WHAT YOU WILL DO>
Transcribe all records exactly.
───── RAW DATA
PR #10224, opened 2021-07-08
Consolidating EventStorageBackend [DPP-461]

nmarton-da:
* Switching to composed anorm queries
* Switching to data-driven prepared statements where possible

changelog_begin
changelog_end

### Pull Request Checklist

trigger the build.


stefanobaghino-da (commented):
Looks good. 🙂 If you have data regarding the performance that would be useful.

ledger/participant-integration-api/src/main/scala/platform/store/backend/common/EventStorageBackendTemplate.scala
```diff
@@ -0,0 +1,464 @@
...
+        s"$selectColumnsForTransactionTree, ${eventStrategy.columnEqualityBoolean("event_kind", "20")} as exercise_consuming",
+      witnessesColumn = "tree_event_witnesses",
+    )(
+      limit = rangeParams.limit,
+      fetchSizeHint = rangeParams.fetchSizeHint,
+      filterParams,
+    )(connection)
+  }
+
+  // TODO the ordering of the results here is based on node_index in the previous implementation. current implementation uses event_sequential_id. Are these the same? (if not perhaps flatTransaction needs adapting too?)
```
rautenrieth-da, line 410: Did you check this TODO?

1. `event_sequential_id` is generated by the indexer and was introduced by the append-only schema, so we should be able to verify whether the ordering is the same
2. AFAICT, the ordering of events is only important when constructing the root nodes of the transaction, [see here](https://github.com/digital-asset/daml/blob/main/ledger/participant-integration-api/src/main/scala/platform/store/appendonlydao/events/EventsTable.scala#L117).
3. The JdbcLedgerDao suite has transactions with multiple root nodes, [see here](https://github.com/digital-asset/daml/blob/main/ledger/participant-integration-api/src/test/lib/scala/platform/store/dao/JdbcLedgerDaoSuite.scala#L610). Some of the tests would fail if the order of root nodes were shuffled, e.g., "filter correctly by multiple parties with the same template". The root nodes in the tests are always sorted by node id (because that's how TransactionBuilder adds them), not sure whether that is always the true and whether it affects the result.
──────────
COMPLETED EXERCISE>
PR #10224, opened 2021-07-08
Consolidating EventStorageBackend [DPP-461]

nmarton-da:
* Switching to composed anorm queries
* Switching to data-driven prepared statements where possible

changelog_begin
changelog_end

### Pull Request Checklist

trigger the build.


stefanobaghino-da (commented):
Looks good. 🙂 If you have data regarding the performance that would be useful.

ledger/participant-integration-api/src/main/scala/platform/store/backend/common/EventStorageBackendTemplate.scala
```diff
@@ -0,0 +1,464 @@
...
+        s"$selectColumnsForTransactionTree, ${eventStrategy.columnEqualityBoolean("event_kind", "20")} as exercise_consuming",
+      witnessesColumn = "tree_event_witnesses",
+    )(
+      limit = rangeParams.limit,
+      fetchSizeHint = rangeParams.fetchSizeHint,
+      filterParams,
+    )(connection)
+  }
+
+  // TODO the ordering of the results here is based on node_index in the previous implementation. current implementation uses event_sequential_id. Are these the same? (if not perhaps flatTransaction needs adapting too?)
```
rautenrieth-da, line 410: Did you check this TODO?

1. `event_sequential_id` is generated by the indexer and was introduced by the append-only schema, so we should be able to verify whether the ordering is the same
2. AFAICT, the ordering of events is only important when constructing the root nodes of the transaction, [see here](https://github.com/digital-asset/daml/blob/main/ledger/participant-integration-api/src/main/scala/platform/store/appendonlydao/events/EventsTable.scala#L117).
3. The JdbcLedgerDao suite has transactions with multiple root nodes, [see here](https://github.com/digital-asset/daml/blob/main/ledger/participant-integration-api/src/test/lib/scala/platform/store/dao/JdbcLedgerDaoSuite.scala#L610). Some of the tests would fail if the order of root nodes were shuffled, e.g., "filter correctly by multiple parties with the same template". The root nodes in the tests are always sorted by node id (because that's how TransactionBuilder adds them), not sure whether that is always the true and whether it affects the result.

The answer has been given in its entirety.